A deposit of $1000 is made at the beginning of each month in an account at an annual interest rate of 3% compounded monthly. The balance in the account after n months is

An = 1,000(401)(1.0025^n - 1).

(a) Compute the first six terms of the sequence {An}.

(b) Find the balance in the account after 5 years by computing the 60th term of the sequence.

(c) Find the balance in the account after 30 years by computing the 360th term of the sequence.

To compute the first six terms of the sequence {An}, we can substitute the values of n from 1 to 6 into the given formula: An = 1,000(401)(1.0025^n - 1).

(a)
Substituting n = 1, 2, 3, 4, 5, and 6 into the formula:
A1 = 1,000(401)(1.0025^1 - 1) = $401.00
A2 = 1,000(401)(1.0025^2 - 1) = $1,204.76
A3 = 1,000(401)(1.0025^3 - 1) = $2,412.05
A4 = 1,000(401)(1.0025^4 - 1) = $4,032.14
A5 = 1,000(401)(1.0025^5 - 1) = $6,065.73
A6 = 1,000(401)(1.0025^6 - 1) = $8,513.23

Therefore, the first six terms of the sequence are: $401.00, $1,204.76, $2,412.05, $4,032.14, $6,065.73, $8,513.23.

(b)
To find the balance in the account after 5 years, we need to compute the 60th term of the sequence. Since the interest is compounded monthly, we have 12 months in a year. Therefore, 5 years will be 5 x 12 = 60 months.
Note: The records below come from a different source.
PR #950, opened 2019-07-24
Fixes #946

### LINKED ISSUE #946: Storage.Find returns items out of order

erikzhang:
Close https://github.com/neo-project/neo/pull/947
Close https://github.com/neo-project/neo/issues/946


shargon:
Stranger things 

image

shargon:
Very stranger things ...

image

shargon:
Grouping was playing with us 😆

neo/IO/Caching/DataCache.cs
```diff
@@ -118,16 +118,65 @@ public void DeleteWhere(Func<TKey, TValue, bool> predicate)
...
+            using (var e2 = uncached.GetEnumerator())
+            {
+                (byte[] KeyBytes, TKey Key, TValue Item) i1, i2;
+                bool c1 = e1.MoveNext();
+                bool c2 = e2.MoveNext();
+                i1 = c1 ? e1.Current : default;
+                i2 = c2 ? e2.Current : default;
+                while (c1 || c2)
+                {
+                    if (!c2 || (c1 && ByteArrayComparer.Default.Compare(i1.KeyBytes, i2.KeyBytes) < 0))
```
shargon: i2 could be null

erikzhang:
You can't remove grouping. Because it is stored with grouping and sorted with grouping in leveldb.

neo/IO/Caching/DataCache.cs
erikzhang: It can't be.

shargon:
The last fix was wrong.

image

This will produce that contract destroy or other calls fail, we need to call `Find` without the grouping.

https://github.com/neo-project/neo/blob/abda789f2de624acaf1f92d28be26bd6ebb9747b/neo/SmartContract/InteropService.cs#L540

In fact, we should remove the grouping, is very confuse.

erikzhang:
Can you point out where it is wrong?

shargon:
I think that we can remove the grouping like this

image

We know that this stream is fixed and is for the key, we could know the length.

erikzhang:
The `BaseStream` may be a `NetworkStream`, and we can't get the `Length` from it.

shargon:
Is wrong because you need to pass the arguments in the unit test with the group 

https://github.com/neo-project/neo/pull/950/commits/ac85174e37a60df083a4676228c57f39ee4257d0#diff-a3f0e31debacd97d5d593e04923f7f99R53

But in other calls within the code, it was called without grouping.

https://github.com/neo-project/neo/blob/abda789f2de624acaf1f92d28be26bd6ebb9747b/neo/SmartContract/InteropService.cs#L540

shargon:
> The BaseStream may be a NetworkStream, and we can't get the Length from it.

I know it, but only in this case always will come from a storage (file).

erikzhang:
> But in other calls within the code, it was called without grouping.

Only `StorageKey.Key` is grouped. `StorageKey.ScriptHash` is not grouped. So it's okay.

erikzhang:
The only case that use `Storage.ScriptHash` in `Find()` is this:

https://github.com/neo-project/neo/blob/abda789f2de624acaf1f92d28be26bd6ebb9747b/neo/SmartContract/InteropService.NEO.cs#L341-L369

And it has processed the group correctly.

shargon:
> Only StorageKey.Key is grouped. StorageKey.ScriptHash is not grouped. So it's okay.

I understand you, but is very weird, if i use the class, and i insert 0x00, and i need to find it with `new byte[21]`, i need to know how works the storage layer, and this is wrong.

erikzhang:
I think you misunderstood. The first 20 bytes is the script hash. The last byte is the prefix.

shargon:
Now I catch you 😆 , i was thinking in the key, but `Find` include the scriptHash and the key, so you are right!

neo/IO/ByteArrayComparer.cs
```diff
@@ -0,0 +1,21 @@
...
+            int length = Math.Min(x.Length, y.Length);
+            for (int i = 0; i < length; i++)
+            {
+                int r = x[i].CompareTo(y[i]);
+                if (r != 0) return r;
+            }
+            return x.Length.CompareTo(y.Length);
+        }
+    }
+}
```
igormcoelho: @rodoufu can you review this?

neo/IO/Caching/DataCache.cs
```diff
@@ -118,16 +118,58 @@ public void DeleteWhere(Func<TKey, TValue, bool> predicate)
...
             lock (dictionary)
             {
-                foreach (var pair in FindInternal(key_prefix ?? new byte[0]))
-                    if (!dictionary.ContainsKey(pair.Key))
-                        yield return pair;
-                foreach (var pair in dictionary)
-                    if (pair.Value.State != TrackState.Deleted && (key_prefix == null || pair.Key.ToArray().Take(key_prefix.Length).SequenceEqual(key_prefix)))
-                        yield return new KeyValuePair<TKey, TValue>(pair.Key, pair.Value.Item);
+                cached = dictionary
+                    .Where(p => p.Value.State != TrackState.Deleted && (key_prefix == null || p.Key.ToArray().Take(key_prefix.Length).SequenceEqual(key_prefix)))
```
igormcoelho: Looks good to me, must do it in a deserialized format, to avoid different storage formats affecting Find.

neo/IO/Caching/DataCache.cs
```diff
@@ -118,16 +118,58 @@ public void DeleteWhere(Func<TKey, TValue, bool> predicate)
...
+                    .Select(p =>
+                    (
+                        KeyBytes: p.Key.ToArray(),
+                        p.Key,
+                        p.Value.Item
+                    ))
+                    .OrderBy(p => p.KeyBytes, ByteArrayComparer.Default)
+                    .ToArray();
+            }
+            var uncached = FindInternal(key_prefix ?? new byte[0])
```
igormcoelho: Is this FindInternal implementation-specific? This is a good moment to avoid specific decisions affecting the outcome of Find.

neo/IO/Caching/DataCache.cs
```diff
@@ -118,16 +118,58 @@ public void DeleteWhere(Func<TKey, TValue, bool> predicate)
...
+                .Where(p => !dictionary.ContainsKey(p.Key))
+                .Select(p =>
+                (
+                    KeyBytes: p.Key.ToArray(),
+                    p.Key,
+                    p.Value
+                ));
+            using (var e1 = cached.GetEnumerator())
```
igormcoelho: I think this "intercalation" strategy should be done in a separate function, so it's clear and also testable (perhaps useful in other situations too).

igormcoelho:
Just to make sure, this sort is not considering Grouping anymore, just raw key, correct? Because grouping looks like an implementation-specific strategy, not a protocol level one.

erikzhang:
> Just to make sure, this sort is not considering Grouping anymore, just raw key, correct?

I optimized it, and now our grouping algorithm will not affect the sorting.

neo/IO/Helper.cs
```diff
@@ -92,17 +92,16 @@ public static byte[] ReadBytesWithGrouping(this BinaryReader reader)
         {
             using (MemoryStream ms = new MemoryStream())
             {
-                int padding = 0;
+                int count;
                 do
                 {
                     byte[] group = reader.ReadBytes(GroupingSizeInBytes);
```
shargon: We should reuse this buffer
```
byte[] group=new byte[GroupSizeInBytes];
do{
read.Read(group,0,GroupSizeInBytes);

```

erikzhang:
```c#
read.Read(group,0,GroupSizeInBytes);
```

This may read data less than `GroupSizeInBytes` and use an extra loop, which is very troublesome.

Substituting n = 60 into the formula:
A60 = 1,000(401)(1.0025^60 - 1)
Using a calculator, we can evaluate this expression to get the balance in the account after 5 years.

(c)
To find the balance in the account after 30 years, we need to compute the 360th term of the sequence. Since the interest is compounded monthly, we have 12 months in a year. Therefore, 30 years will be 30 x 12 = 360 months.

Substituting n = 360 into the formula:
A360 = 1,000(401)(1.0025^360 - 1)
Using a calculator, we can evaluate this expression to get the balance in the account after 30 years.